Jeżeli ktoś kocha, kocha także po zdradzie, chociaż boli go serce każdego dnia. Znam takich, którzy nawet poświęcili siebie dla drugiej osoby, którą kochali, kiedy zorientowali się, że ona jest szczęśliwa z kimś innym. To są wyjątki i szkoda takich ludzi, bo są cudownymi partnerami, ale ich serce boli i nigdy już nie będą tacy sami... :(((
00:10 to tacy ludzie chyba nienormalni,no męczennicy miłośni po prostu.
Jak by mnie chłop zdradził to bym go więcej dotknąć nie chciała i tyle w temacie.
bardzo podaba mi się odpowiedz gościa 12,17 względem legalnego,a co do tematu,Ty sam wiesz co zrobić,i proszę nie słuchaj porad na forum,posłuchaj serca,to najlepszy doradca
Uważam że "legalny" ma rację i to w 100%.
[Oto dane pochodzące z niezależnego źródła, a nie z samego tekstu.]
PR #874, opened 2016-05-30
Formatter: handle spaces around 'is' keyword

cypressious:
Fixes #KT-12548


idea/formatter/src/org/jetbrains/kotlin/idea/formatter/kotlinSpacingRules.kt
```diff
@@ -228,6 +228,8 @@ fun createSpacingBuilder(settings: CodeStyleSettings, builderUtil: KotlinSpacing
             betweenInside(REFERENCE_EXPRESSION, LAMBDA_ARGUMENT, CALL_EXPRESSION).spaces(1)
             betweenInside(TYPE_ARGUMENT_LIST, LAMBDA_ARGUMENT, CALL_EXPRESSION).spaces(1)
 
+            around(IS_KEYWORD).spaces(1)
```
yole: This is really minor, but still: to make the code easier to follow, I'd move this line next to the rule for the AS keyword.

cypressious: I moved the line and squashed the commits.

yole:
Thanks for your contribution!

PR #875, opened 2016-06-01
Formatter: handle spaces between class name and type parameters

cypressious:
Fixes #KT-12446


yole:
Thanks for your contribution!

PR #877, opened 2016-06-06
Add support for the Android test plugin.

JakeWharton:
[KT-11767](https://youtrack.jetbrains.com/issue/KT-11767)


JakeWharton:
Had a hell of a time trying to get this to compile let alone test locally. Going to rely on your CI here.

libraries/tools/kotlin-gradle-plugin/pom.xml
```diff
@@ -33,7 +33,7 @@
         <dependency>
             <groupId>com.android.tools.build</groupId>
             <artifactId>gradle</artifactId>
-            <version>1.1.0</version>
+            <version>1.3.0</version>
```
JakeWharton: I suppose this isn't strictly needed since the plugin is looked up by name.

tsvtkv:
I've made a minor fix to the test and merged the PR manually.

Thanks for the contribution!

PR #1265, opened 2017-08-27
KT-19666 Fix replacedBaseClause for selector which has implicit receiver

sckm:
https://youtrack.jetbrains.com/issue/KT-19666

Should i do something instead of error at IfThenUtils L179?
https://github.com/JetBrains/kotlin/compare/master...sckm:KT-19666?expand=1#diff-d15fa721b5c3a5e0d3e1166ae36958ceR179


yole:

PR #1267, opened 2017-08-28
KT-19648 "Redundant setter parameter type" range includes whole parameter declaration

t-kameyama:
https://youtrack.jetbrains.com/issue/KT-19648


yole:

PR #1276, opened 2017-08-30
kaptGenerateStubs now depends on kapt build dependencies #KT-20001 fixed

pivotal-vladimir:
https://youtrack.jetbrains.com/issue/KT-20001


yanex:
Merged manually. Thanks!

PR #1280, opened 2017-09-01
KT-19943 Redundant 'toInt' after converting explicit Integer#intValue call

a2kaido:
https://youtrack.jetbrains.com/issue/KT-19943


semoro:
Thanks! 🙂 Merged manually.

PR #1281, opened 2017-09-04
KT-5878 Quickfix for "variable initializer is redundant" (VARIABLE_WITH_REDUNDANT_INITIALIZER)

t-kameyama:
https://youtrack.jetbrains.com/issue/KT-5878


yole:

PR #1282, opened 2017-09-04
KT-19514 Redundant getter / setter inspection

t-kameyama:
https://youtrack.jetbrains.com/issue/KT-19514


yole:

PR #1284, opened 2017-09-06
KT-17322 Intentions to generate a getter and a setter for a property

t-kameyama:
https://youtrack.jetbrains.com/issue/KT-17322


mglukhikh:
Thank you, merged after minor refactoring.

PR #1285, opened 2017-09-07
KT-18742 Add quick-fix for CANNOT_CHECK_FOR_ERASED

t-kameyama:
https://youtrack.jetbrains.com/issue/KT-18742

Zdradzony człowiek,obojętnie czy mężczyzna,czy kobieta to ciepłe kluchy,rogacz,niedojda życiowa i tyle,bo godzi się na największe upokorzenie,wybacza bo jest bezwartościowym zerem i wie że nikt jej/jego już nigdy nie zechce.
Przez Twe oczy zielone,zielone,oszalałem.
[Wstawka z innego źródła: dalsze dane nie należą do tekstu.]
PR #1286, opened 2017-09-08
Add Quickfix for type mismatch that converts Sequence/Array/Iterable/Collection/(Mutable)List

cypressious:
Fixes #KT-19735

https://youtrack.jetbrains.com/issue/KT-19735

### DIFF
--- a/idea/src/org/jetbrains/kotlin/idea/quickfix/ConvertCollectionFix.kt
+++ b/idea/src/org/jetbrains/kotlin/idea/quickfix/ConvertCollectionFix.kt
@@ -1,0 +1,88 @@
+/*
+ * Copyright 2010-2017 JetBrains s.r.o.
+ *
+ * Licensed under the Apache License, Version 2.0 (the "License");
+ * you may not use this file except in compliance with the License.
+ * You may obtain a copy of the License at
+ *
+ * http://www.apache.org/licenses/LICENSE-2.0
+ *
+ * Unless required by applicable law or agreed to in writing, software
+ * distributed under the License is distributed on an "AS IS" BASIS,
+ * WITHOUT WARRANTIES OR CONDITIONS OF ANY KIND, either express or implied.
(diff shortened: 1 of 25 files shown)


idea/src/org/jetbrains/kotlin/idea/quickfix/ConvertCollectionFix.kt
```diff
@@ -0,0 +1,88 @@
...
+
+class ConvertCollectionFix(element: KtExpression, val type: CollectionType) : KotlinQuickFixAction<KtExpression>(element) {
+    override fun getFamilyName(): String = "Convert to ${type.displayName}"
+    override fun getText() = "Convert expression to '${type.displayName}' by inserting '.${type.functionCall}'"
+
+    override fun invoke(project: Project, editor: Editor?, file: KtFile) {
+        val expression = element ?: return
+        val factory = KtPsiFactory(expression)
+
+        val replaced = expression.replaced(factory.createExpressionByPattern("$0.$1", expression.text, type.functionCall))
```
mglukhikh: Just `expression` is better here than `expression.text`

mglukhikh: Also, I suppose you may need to take expression into brackets sometimes. E.g. for a call like `functionOnList(a + b)`.

mglukhikh: Full example. A bit exotic but quite possible:
```
fun foo(a: List<String>, b: List<String>) {
    bar(a + b) // expected: bar((a + b).toTypedArray()), got erroneous bar(a + b.toTypedArray())
}
fun bar(a: Array<String>) {}
```

cypressious:
@mglukhikh fixed

mglukhikh:
Merged manually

Konkubinę ciężarną zostawiałem.
Obiecałaś zabrać mnie do siebie.
Obiecałaś że będzie nam jak w niebie.
Okłamałaś,zakpiłaś,wyjechałaś.
A na koniec bloga wysmarowałaś.
Czyli wszyscy rozwiedzeni to wg ciebie życiowe niedojdy i bezwartościowe zera? Bo zostali zdradzeni? Bo przyczyną większość rozwodów jest zdrada.
Pozwól, że wypowiem się za 11:26, jakby nie wzięli rozwodu i ciągle żyli w tym związku to jak najbardziej tak ale skoro wzięli rozwód z dokładnie tego powodu no to chyba wszystko jasne. Niby wszyscy czytamy to samo ale niektórzy jednak widzą coś zupełnie innego, ciekawe.
20:57, widzę niesamowite problemy z czytaniem ze zrozumieniem, zacytowałeś fragment, którego w ogóle nie ma w moim wpisie. Kobieta nie może czuć się pewnie, nie może poczuć stabilności, bo wtedy jej odbija, stabilność jest nudna, zaczyna szukać czegoś lepszego, przygody. I mówiąc o strachu na pewno nie miałem na myśli jakiegoś pobicia. Będzie się bała zdradzić, bo wie, że jak cię zdradzi to będzie koniec, bo u tego faceta nie ma żadnych drugich szans, zdradzasz jesteś u niego skończona i tyle, on nie będzie miał problemu znaleźć sobie nowej kobiety, bo przecież gorzej już nie trafi, a ona będzie miała problem znaleźć faceta z charakterem. Dlatego, ciepłe kluchy wylewają swoje smutki na forach a mężczyźni po prostu nie mają takich problemów. Serio nie brzydzilibyście się osoby, która będąc z wami w związku robiła różne ciekawe rzeczy nie wiadomo z kim? Nie mam zamiaru nikogo przekonywać do mojego sposobu myślenia, bo mi na tym nawet nie zależy, im więcej zagubionych chłopczyków nie mających szacunku do samego siebie tym lepiej dla nas, mężczyzn.